I have a multipath config that was working but now shows a "faulty" path:

[root@nas ~]# multipath -ll
sdd: checker msg is "readsector0 checker reports path is down"
mpath1 (36001f93000a63000019f000200000000) dm-2 XIOTECH,ISE1400
[size=200G][features=0][hwhandler=0][rw]
\_ round-robin 0 [prio=1][active]
 \_ 1:0:0:1 sdb 8:16  [active][ready]
\_ round-robin 0 [prio=0][enabled]
 \_ 2:0:0:1 sdd 8:48  [active][faulty]

At the same time I'm seeing these three lines over and over in /var/log/messages

Feb  5 12:52:57 nas kernel: sd 2:0:0:1: SCSI error: return code = 0x00010000
Feb  5 12:52:57 nas kernel: end_request: I/O error, dev sdd, sector 0
Feb  5 12:52:57 nas kernel: Buffer I/O error on device sdd, logical block 0

And this line shows up fairly often too

Feb  5 12:52:58 nas multipathd: sdd: readsector0 checker reports path is down

One thing I don't understand is why its using the readsector0 checking method when my /etc/multipath.conf file say to use tur

[root@nas ~]# tail -n15 /etc/multipath.conf

devices {
        device {
                vendor                  "XIOTECH "
                product                 "ISE1400         "
                path_grouping_policy    multibus
                getuid_callout          "/sbin/scsi_id -g -u -d /dev/%n"
                path_checker            tur
                prio_callout              "none"
                path_selector           "round-robin 0"
                failback                    immediate
                no_path_retry           12
                user_friendly_names yes
        }
}

Looking at the upstream documentation here this paragraph seems relevant:
http://christophe.varoqui.free.fr/usage.html

For each path:

\_ host:channel:id:lun devnode major:minor [path_status][dm_status_if_known]

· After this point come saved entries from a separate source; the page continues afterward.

Issue #2046, opened 2018-04-10
HEAD request with 301 response results in GET request when following redirect


webignition:
| Q            | A
| ------------ | ---
| Bug?         | yes
| New Feature? | no
| Version      | 6.3.2

#### Actual Behavior

- send HEAD request
- receive 301 redirect response
- follow redirect with GET request

#### Expected Behavior

- send HEAD request
- receive 301 redirect response
- follow redirect with HEAD request

cURL will follow a redirect response to a HEAD request with another HEAD request. I think it is fair to assume that if cURL behaves in this manner then so should guzzle.

#### Steps to Reproduce

```php
<?php
use GuzzleHttp\Client;
use GuzzleHttp\HandlerStack;
use GuzzleHttp\Middleware;
use GuzzleHttp\Psr7\Request;

$historyContainer = [];

$handlerStack = HandlerStack::create();
$handlerStack->push(Middleware::history($historyContainer));

$client = new Client(['handler' => $handlerStack]);

// Will 301 redirect to either https://www.google.com 
// or https://www.google.[tld for your country]
$request = new Request('HEAD', 'https://google.com/');

$client->send($request);

foreach ($historyContainer as $httpTransaction) {
    $request = $httpTransaction['request'];
    var_dump($request->getMethod() . ' ' . (string)$request->getUri());
}

// current dumped output:
// string(24) "HEAD https://google.com/"
// string(71) "GET https://www.google.co.uk/"

// ideal dumped output:
// string(24) "HEAD https://google.com/"
// string(71) "HEAD https://www.google.co.uk/"
```
#### Possible Solutions

**Overview**
[`RedirectMiddleware::modifyRequest()`](https://github.com/guzzle/guzzle/blob/master/src/RedirectMiddleware.php#L161) changes the request method to GET in cases where the response status code is 301 and where the request has a body (assuming non-strict redirects as is the default). The current code checks this as `$statusCode <= 302 && $request->getBody()`

I assume the checking for a body relates to the need to change from a non-safe method (such as POST) to a safe method (such as GET) and in this respect the method change makes sense.

A request can easily be created without a body, however `GuzzleHttp\Psr7\Request::getBody()` will always return a `Psr\Http\Message\StreamInterface` instance and therefore `$request->getBody()` will always evaluate to `true`.

**Possible solution 1**
[...]

PR #2047, opened 2018-04-10
Retain safe request method when following redirects

webignition:
**TLDR**
A solution to #2046, ensures HEAD request method is retained when following 301 redirects.

**Overview**
`RetryMiddleware::modifyRequest()` modifies the method when following 301 redirects. In most cases, the method is changed to GET.

Safe methods (GET, HEAD, OPTIONS) can be retained safely when following redirects. 

This change ensures that requests issued when following 301 redirects will retain the original request method if that method is safe.

### DIFF
--- a/src/RedirectMiddleware.php
+++ b/src/RedirectMiddleware.php
@@ -169,7 +169,10 @@ class RedirectMiddleware
         if ($statusCode == 303 ||
             ($statusCode <= 302 && !$options['allow_redirects']['strict'])
         ) {
-            $modify['method'] = 'GET';
+            $safeMethods = ['GET', 'HEAD', 'OPTIONS'];
+            $requestMethod = $request->getMethod();
+
+            $modify['method'] = in_array($requestMethod, $safeMethods) ? $requestMethod : 'GET';
             $modify['body'] = '';
         }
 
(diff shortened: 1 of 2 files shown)


Chuvisco88:
Ran into the same issue (HEAD Request gets a 302 redirect and follows up with a GET Request).
This would fix it!
Why is it still open?! :(

webignition:
@Chuvisco88 I'm not a maintainer and so can't merge. Maybe follow this up with @sagikazarmark?

Nyholm:
This looks alright. 

Thank you @Chuvisco88 for the review. 

Thank you @webignition for the PR. Can you rebase this on master?

webignition:
Yep, can rebase, no problem. I'll do so in about a week when I'm back from vacation.

Nyholm:

webignition:
@Nyholm Apologies also for not getting round to doing so years ago!

Rebased now, and as a bonus all the checks are passing :smile:

albig:
@Nyholm, we would appreciate if this fix goes into a 6.5 bugfix release one day. 

We use TYPO3 which has as composer requirement even in current master "guzzlehttp/guzzle: ^6.3.0"...

PR #2050, opened 2018-04-12
Document use of a body with mock responses

aredridel:
This was a thing I had to gather from third parties while learning to test Guzzle clients. An example like this would have made it instantly obvious what the API is.

### DIFF
--- a/docs/testing.rst
+++ b/docs/testing.rst
@@ -32,7 +32,7 @@ a response or exception by shifting return values off of a queue.
 
     // Create a mock and queue two responses.
     $mock = new MockHandler([
-        new Response(200, ['X-Foo' => 'Bar']),
+        new Response(200, ['X-Foo' => 'Bar'], 'Hello, World'),
         new Response(202, ['Content-Length' => 0]),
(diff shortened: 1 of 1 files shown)


docs/testing.rst
```diff
@@ -41,8 +41,11 @@ a response or exception by shifting return values off of a queue.
     $client = new Client(['handler' => $handler]);
 
     // The first request is intercepted with the first response.
-    echo $client->request('GET', '/')->getStatusCode();
+    $response = $client->request('GET', '/');
+    echo $response->getStatusCode();
     //> 200
+    echo $response->getBody()->getContents();
```
sagikazarmark: Using `getContents` is generally not a good idea, so I would like to see it gone from the documentation entirely.

Instead casting the body to string should be the recommended way.

sagikazarmark:
Ping @aredridel :)

wirwolf:
Hello @aredridel, i create a fork of this repo and release this changes into the new version(6.4.0).

Namespace compatibility is 100%, and you can use my changes
* add `"guzzlehttp/guzzle": "6.3.*"` into replace block in your composer.json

The dm status (dm_status_if_known) is like the path status
(path_status), but from the kernel's point of view. The dm status has two
states: "failed", which is analogous to "faulty", and "active" which
covers all other path states. Occasionally, the path state and the 
dm state of a device will temporarily not agree. 

Its been well over 24 hours for me so its not temporary.

So with all that as background my questions are
– how can I determine the root cause here?
– how can I manually/command-line perform whatever check its doing
– why is it ignoring my multipath.conf (did I do it wrong?)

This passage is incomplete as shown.